29 | Felix.
┊┊Angus & Julia Stone - From The Stalls┊┊
Ich stehe vor Felix' Haus und betrachte den Garten, der das halbe Gebäude umgibt. Eine Schaukel bewegt sich leise im Wind, die losen Blätter auf dem Boden werden durch den inzwischen eher braunen und leicht matschigen Garten geweht. Es riecht nach Regen und nassen Jacken. Adrian steht mit einer kleinen Schaufel bewaffnet vor mir und starrt gedankenverloren in den Himmel. Seine kleinen Hände umschließen die Schaufel fest, als hinge das Leben der Menschen davon ab.
"Danke, dass du mir hilfst. Felix ist ein Doofkopf. Er hat versprochen, dass wir heute zusammen eine Burg bauen." Wütend stapft er auf. Seine Schuhe erzeugen ein schmatzendes Geräusch im Matsch.
"Kein Problem, Adrian. Ich helfe dir gerne. Aber weißt du denn wann Felix auftaucht?" Energisch versuche ich, ein Loch in den festen Boden zu graben. Aber ich bin viel zu schwach dafür.
"Nein. Das weiß ich nicht. Warum machst du kein Loch?" Adrian sieht mich schmollend an.
"Ich bin zu schwach, Ritter Adrian. Vielleicht wäre es besser, wenn das doch Felix macht."
"Du hast zu wenig Spinat gegessen", entgegnet jemand leise hinter uns.

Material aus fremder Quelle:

PR #82, opened 2020-05-05
Modify how the table actions are created and implement deleting a row

allysonjp715:
Screen Shot 2020-05-05 at 3 03 32 PM
Screen Shot 2020-05-05 at 3 03 41 PM
Screen Shot 2020-05-05 at 3 03 51 PM

### DIFF
--- a/verification/curator-service/ui/src/components/LinelistTable.tsx
+++ b/verification/curator-service/ui/src/components/LinelistTable.tsx
@@ -9,11 +9,6 @@ interface ListResponse {
     total: number,
 }
 
-interface RowProps {
-    background: string
-    case: Case
-}
-
 interface Event {
     name: string;
     dateRange: {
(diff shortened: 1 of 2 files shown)


verification/curator-service/ui/src/components/LinelistTable.tsx
```diff
@@ -41,12 +36,46 @@ interface Case {
...
+            response.then(() => {
+                // Refresh the table data
+                this.state.tableRef.current.onQueryChange();
+            }).catch((e) => {
+                reject(e);
+            });
+        })
+     }
 
+     editCase(newRowData: Case, oldRowData: Case | undefined) {
```
attwad, line 66: In which occasion can we edit something undefined?

allysonjp715:
[Create a linelist data deletion mechanism in the curator UI.](https://trello.com/c/VgbursgA/96-create-a-linelist-data-deletion-mechanism-in-the-curator-ui)

verification/curator-service/ui/src/components/LinelistTable.tsx
allysonjp715: TBH no idea, but it wouldn't build without that type declaration...

allysonjp715:
Fixed test after merge

verification/curator-service/ui/src/components/LinelistTable.tsx
attwad: ok thanks... let's keep that in mind, we should fail gracefully when we understand when that happens.

PR #84, opened 2020-05-05
Implement adding a row directly from the table. I won't remove the ex…

allysonjp715:
…isting add page until the new add flow has parity with the old flow.

Note that the post request doesn't succeed yet. We'll need to add some more columns to the table to be able to successfully add a case. We will also need to add some input verifications such as Female/Male for sex, not inputting _id field, etc.

Screen Shot 2020-05-05 at 4 47 26 PM


allysonjp715:

attwad:
nice!

PR #86, opened 2020-05-06
Convert the travel history column

khmoran:
This is really just a first pass at handling this column -- it's very lossy. The travel_history_location field from the original data is especially unstructured, so we lose a lot of that. (The travel_history_date one is better.)

Stats:
- travelHistory.dateRange misses: 14 / 2134 (0.6%)
- travelHistory.location misses: 2202 / 5508 (40%)

I'm going for high precision, low recall in this PR but I know this can be improved. I have a PR coming that documents the status of everything and will call out how generally recall can be improved in the entire conversion.

Still TODO: Add in lat/longs for the travelHistory.location records that don't have them right now (possibly with geopy)

Example output:

```
    "travelHistory": [
      {
        "dateRange": {
          "start": {
            "$date": "2020-03-17T00:00:00Z"
          },
          "end": {
            "$date": "2020-03-17T00:00:00Z"
          }
        },
        "location": {
          "country": "France"
        }
      }
    ],
```

```
    "travelHistory": [
      {
        "location": {
          "administrativeAreaLevel1": "New York",
          "country": "United States"
        }
      }
    ],
    "importedCase": {
      "ID": "005-8201",
      ...
      "travel_history_location": "New York",
      ...
}
```


khmoran:

data-serving/scripts/constants.py
```diff
@@ -1,2 +1,22 @@
...
+        'administrativeAreaLevel1': 'Hubei',
+        'administrativeAreaLevel2': 'Wuhan City',
+        'locality': 'Wuhan City',
+        'geometry': {
+            'latitude': 30.62506,
+            'longitude': 114.3421
+        }
+    },
+    'iran': {
+        'country': 'Iran',
```
axmb, line 16: There's less resolution as compared to the `wuhan` entry. Is this just made to mirror what we see in the existing data?

data-serving/scripts/converters.py
```diff
@@ -343,14 +348,89 @@ def convert_outbreak_specifics(id: str, reported_market_exposure: str,
...
             lives_in_wuhan)
 
     return outbreak_specifics if outbreak_specifics else None
 
 
+def convert_location_string(location_str: str) -> Dict[str, Any]:
+    if pd.isna(location_str) or location_str.lower() == 'no' or location_str.lower() == 'none':
+        return None
+    if type(location_str) is not str:
+        raise ValueError('location is not a string')
```
axmb, line 363: Error handling is getting a little hard to track in the file. In top-level converters we're catching errors and logging. But, there isn't a totally clear scheme delineating top-level vs. private/sub-converters. Can you think of a clearer way to handle errors?

data-serving/scripts/converters.py
```diff
@@ -343,14 +348,89 @@ def convert_outbreak_specifics(id: str, reported_market_exposure: str,
...
+    except ValueError:
         logging.warning(
             '[%s] [outbreakSpecifics[livesInWuhan]] invalid value %s', id,
             lives_in_wuhan)
 
     return outbreak_specifics if outbreak_specifics else None
 
 
+def convert_location_string(location_str: str) -> Dict[str, Any]:
+    if pd.isna(location_str) or location_str.lower() == 'no' or location_str.lower() == 'none':
```
axmb, line 360: Are these two values the bulk of "str-as-no-value" that we're seeing? Mostly curious; I know this PR was advertised as low precision.

data-serving/scripts/converters.py
```diff
@@ -343,14 +348,89 @@ def convert_outbreak_specifics(id: str, reported_market_exposure: str,
...
+        return None
+    if type(location_str) is not str:
+        raise ValueError('location is not a string')
+    if ';' in location_str or ':' in location_str or location_str.count(',') > 1:
+        raise ValueError('location is a list')
+
+    # Remove common prefixes 'travelled to' and 'traveled to' and lowercase it.
+    normalized_location = re.sub(
```
axmb, line 368: Higher-level question: is this conversion approach (for location) the right strategy? This is a low precision PR, but it's already feeling a little belabored.

Are we ever going to do a good enough job coercing it to our validated schema? Should we just let old data lie?

data-serving/scripts/constants.py
khmoran: yep, it's because Wuhan is a locality, so we can infer locality, admin1, admin2, country, etc. 
whereas for entries where the full string is "Iran", we don't have any more detailed info than just the country (and the centroid lat/long of the country)

data-serving/scripts/converters.py
khmoran: agreed -- please get excited for a forthcoming refactor into converters, parsers, and utils, with clearly defined roles

data-serving/scripts/converters.py
khmoran: yeah, I have a colab where I run value_counts() on the columns to see what the most frequent values are and try to account for those

data-serving/scripts/converters.py
khmoran: TBH I don't know... hoping to get more clarity on this from UXR/product. It seems like the line-list data may be used for research, in which case I do think it would be worthwhile to try to get as much coverage as possible... but yeah, basically need to understand where on the ROC curve we want to be, and how much time we want to invest in getting there :)

khmoran: FYI added a change to the README with these open q's so they're documented somewhere for now

axmb: SG, let's revisit after we get more information from UXR/PM.

data-serving/scripts/converters.py
```diff
@@ -343,14 +348,89 @@ def convert_outbreak_specifics(id: str, reported_market_exposure: str,
...
+    subdivision = pycountry.subdivisions.lookup(normalized_subdivision)
+    return {
+        'administrativeAreaLevel1': subdivision.name,
+        'country': subdivision.country.name
+    }
+
+
+def convert_travel_history(id: str, date_str: str, location_str: str) -> Dict[str, Any]:
+    '''
+    Converts the travel history date and location fields to th enew travelHistory
```
axmb, line 404: sp

data-serving/scripts/converters.py
```diff
@@ -343,14 +348,89 @@ def convert_outbreak_specifics(id: str, reported_market_exposure: str,
...
+    if location is not None:
+        return location
+
+    # Next, attempt to look up the location in a countries database.
+    try:
+        country = pycountry.countries.lookup(normalized_location)
+        return {
+            'country': country.name
+        }
+    except:
```
axmb, line 384: Do we want to specify what we're except'ing, here?

khmoran: done (LookupError)

data-serving/scripts/converters.py
khmoran: done

PR #87, opened 2020-05-06
Update README for converter with details on status of conversion

khmoran:


khmoran:

data-serving/scripts/README.md
```diff
@@ -14,37 +14,92 @@ Logs will be written to `convert_data.log`.
...
-  + Of the 0.3% of rows with errors:
-    - 99.6% have age values outside the valid range
-    - 0.4% have invalid date formats
-- 100% of rows from `cases.json` import successfully into mongodb using `cases.schema.json` as a validator
+- 99.2% of rows from the CSV file convert entirely successfully to JSON. For those with errors, only the failed fields are ommitted.
+- 100% of rows from `cases.json` validate and import successfully into mongodb.
+
+### Lossy fields
+
+A few fields can't be converted losslessly because they need to be normalized upon insertion into the new data format. All of the original values are strings; some of the target representations are bools, ints, floats, or enums. Additionally, the new schema has validation rules and invalid values, e.g. an age over 300. When a value can't be successfully converted, the failure is logged in `convert_data.log` and the value for that field is dropped (though again, the original value is archived in the approrpiate `originalCase` field).
```
axmb, line 22: Mind linebreaking this file? 100 or 120 if you can deal with context switching from code

data-serving/scripts/README.md
```diff
@@ -14,37 +14,92 @@ Logs will be written to `convert_data.log`.
...
+
+The following fields are lossy:
+
+- `demographics.ageRange`: Some values are too large to be ages. Ex. row `002-23162` with age value `2073`.
+- `events[name='onsetSymptoms']`: Some values are in an invalid format, ex. row `000-1-20073` with value `08.03.20202`
```
axmb, line 27: Are we in the business of attempting to coerce data like this (e.g. 08.03.20202 -> 8th-March-2020)? For this field, or others.

khmoran: TBH not sure... we could either fix this in the source, or not at all. I think it's something we need to get a feel from UXR about, and it's not worth putting a ton of effort into it until we know which parts of this data are critical.

data-serving/scripts/README.md
khmoran: sure, did 120

PR #88, opened 2020-05-06
Add S3 integration to the retrieval Lambda

axmb:


axmb:
[Scope and create an AWS infrastructure PoC for automated ingestion.](https://trello.com/c/XmNRDHtQ/114-scope-and-create-an-aws-infrastructure-poc-for-automated-ingestion)

ingestion/functions/retrieval/retrieval.py
```diff
@@ -1,19 +1,66 @@
...
+    except requests.RequestException as e:
+        print(e)
+        raise e
+
+
+def upload_to_s3(file_name, s3_object_key):
+    try:
+        s3_client.upload_file(
+            file_name, OUTPUT_BUCKET, s3_object_key)
+        print("Uploaded source content to bucket {:s} with key {:s}".format(
```
attwad, line 44: in python 3 I'd recommend fstrings to format instead of .format()

f"Uploaded source content to bucket {OUTPUT_BUCKET} with key {s3_object_key}"

that's similar to typescript f strings

ingestion/functions/retrieval/retrieval.py
```diff
@@ -1,19 +1,66 @@
-import json
+import boto3
```
attwad, line 1: is that missing from the requirements.txt?

ingestion/functions/retrieval/retrieval.py
axmb: I'm living in the past! Updated, thanks.

ingestion/functions/retrieval/retrieval.py
axmb: requirements.txt is everything _besides_ the AWS SDK (which is included in the lambda execution environment by default). It's conceivable one might want to pin a version, but it doesn't seem common practice.

attwad: ah ok thanks for the clarification!

PR #89, opened 2020-05-06
Flatten Case data to display it in the table

attwad:
You have noticed I'm sure but we can't pass dotted.field.expression as material-table columns which means we should flatten all the received Case structure to display each field nicely and be able to update them as well.

I am not sure what to make of arrays yet, let's discuss tomorrow.


attwad:

PR #91, opened 2020-05-06
stop testing on node 10.x we're not using it

attwad:
```
timothe-macbookpro~/healthmap/healthmap-gdo-temp(nodes|…) % node --version
v12.16.2
```

No strong feeling about this but seems like we're just wasting free build time of github actions with that node version.


axmb:
Totally agreed. Had considered lumping this into my previous actions clean-up, but balked. Thanks for doing this.

PR #95, opened 2020-05-07
Add auth model and no-op passport integration

attwad:


attwad:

Ich drehe mich um und es ist Felix. Doch irgendetwas an ihm irritiert mich.
"Hey, wo warst du?" Ich gehe einige Schritt auf ihn zu um den Abstand zu schließen und da sehe ich es. Felix' Augen sind rot. Als hätte er gekifft. Oder geweint. Ich tippe auf Ersteres. Meine Finger frieren in der eisigen Kälte, also stopfe ich sie in die Jackentasche. Der Wind hat an Stärke gewonnen und lässt meine Haare in der Luft tanzen.
"Felix, wir wollten schon mal anfangen. Weil du warst ja nicht da." Adrian schnappt sich die Schaufel, die ich an die Schaukel gelehnt habe und drückt sie Felix in die Hand. Dieser hält meinem Blick nur kurz stand ehe er die Augen niederschlägt. Hat er doch geweint? Aber warum sollte er weinen?
"Können wir das auf morgen verschieben? Ich muss mit Hannah noch was für die Schule machen." Felix wuschelt Adrian durch die Haare.
Adrian schlägt Felix' Hand weg und sieht zwischen uns hin und her. Schließlich nickt er. "Ja, Schule geht ja vor."
Er rennt ins Haus und lässt Felix und mich alleine im Garten zurück. Felix weicht meinem Blick aus und stellt die beiden Schaufeln an die Häuserwand. Bevor er das Haus betreten kann, ziehe ich ihn am Jackenärmel zurück.
"Was hast du?" Ich kralle mich regelrecht in seinen Ärmel weil er sich loszureißen versucht.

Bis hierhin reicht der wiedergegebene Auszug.